XI.
When Glory learned that all nurses eligible to attend the ball were to wear hospital uniform, being on day duty she decided to go to it. But then came John Storm's protest against the company of Polly Love, and she felt half inclined to give it up. As often as she remembered his remonstrance she was disturbed, and once or twice when alone she shed tears of anger and vexation.
Meantime Polly was full of arrangements, and Glory found herself day by day carried along in the stream of preparation. When the night came the girls dressed in the same cubicle.
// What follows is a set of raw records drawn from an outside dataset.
PR #15, opened 2022-01-03
chore: Improve Code Style

yezz123:
@aminalaee I like the Idea behind SQLAdmin, I will add some features to it in the future and I will use it in one of my projects soon, While I read the code I found some parts that could be refactored and enhanced to be better.

If you have any questions, we could discuss them!

### DIFF
--- a/.codecov.yml
+++ b/.codecov.yml
@@ -1,1 +1,4 @@
-comment: off
+coverage:
+  precision: 1
+
+comment: false
--- a/.codecov.yml
+++ b/.codecov.yml
@@ -1,4 +1,8 @@
 coverage:
-  precision: 1
+  status:
+    project:
+      default:
+        target: auto
+        threshold: 1%
 
 comment: false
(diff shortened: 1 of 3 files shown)


aminalaee:
Hey @yezz123 ,
Glad you liked it and will use it.

Any feedback and contribution would be appreciated :)

aminalaee:
I think the codecov precision needs to be configured. I can do it in a separate PR, but if you're interested we can fix it here.

yezz123:
> I think the codecov precision needs to be configured. I can do it in a separate PR, but if you're interested we can fix it here.

Yes That's would be great!

aminalaee:
Looks like I can't edit your fork,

Polly was prattling like a parrot, but Glory was silent and almost sad.
By help of the curling tongs and a candle Polly did up her dark hair into little knowing curls that went in and out on her temples and played hide-and-seek around the pretty shells of her pink-and-white ears. Glory was slashing the comb through her golden-red hair by way of preliminary ploughing, when Polly cried: “Stop! Don't touch it any more, for goodness' sake! It's perfect! Look at yourself now.”
Glory stood off from the looking glass and looked. “Am I really so nice?” she thought; and then she remembered John Storm again, and had half a mind to tear down her glorious curls and go straight away to bed.
She went to the ball instead, and, being there, she forgot all about her misgivings. The light, the colour, the brilliance, the perfume transported her to an enchanted world which she had never entered before. She could not control her delight in it. Everything surprised her, everything delighted her, everything amused her—she was the very soul of girlish joy. The dark-brown spot on her eye shone out with a coquettish light never seen in it until now, and the warble in her voice was like the music of a happy bird. Her high spirits were infectious—her lighthearted gaiety communicated itself to everybody. The men who might not dance with her were smiling at the mere sight of the sunshine in her face, and it was even whispered about that the President of the College of Surgeons, who opened the ball, had said that her proper place was not there—a girl like that young Irish nurse would do honour to a higher assembly.
In that enchanted world of music and light and bright and happy faces Glory lost all sense of time; but two hours had passed when Polly Love, whose eyes had turned again and again to the door, tugged at her sleeve and whispered: “They've come at last! There they are—there—directly opposite to us. Keep your next dance, dear. They'll come across presently.”
Glory looked where Polly had directed, and, seeing again the face she had seen in the window of the Foreign Office, something remote and elusive once more stirred in her memory. But it was gone in a moment, and she was back in that world of wonders, when a voice which she knew and yet did not know, like a voice that called to her as she was awakening out of a sleep, said:
“Glory, don't you remember me? Have you forgotten me, Glory?”
It was her friend of the catechism class—her companion of the adventure in the boat. Their hands met in a long hand-clasp with the gallop of feeling that is too swift for thought.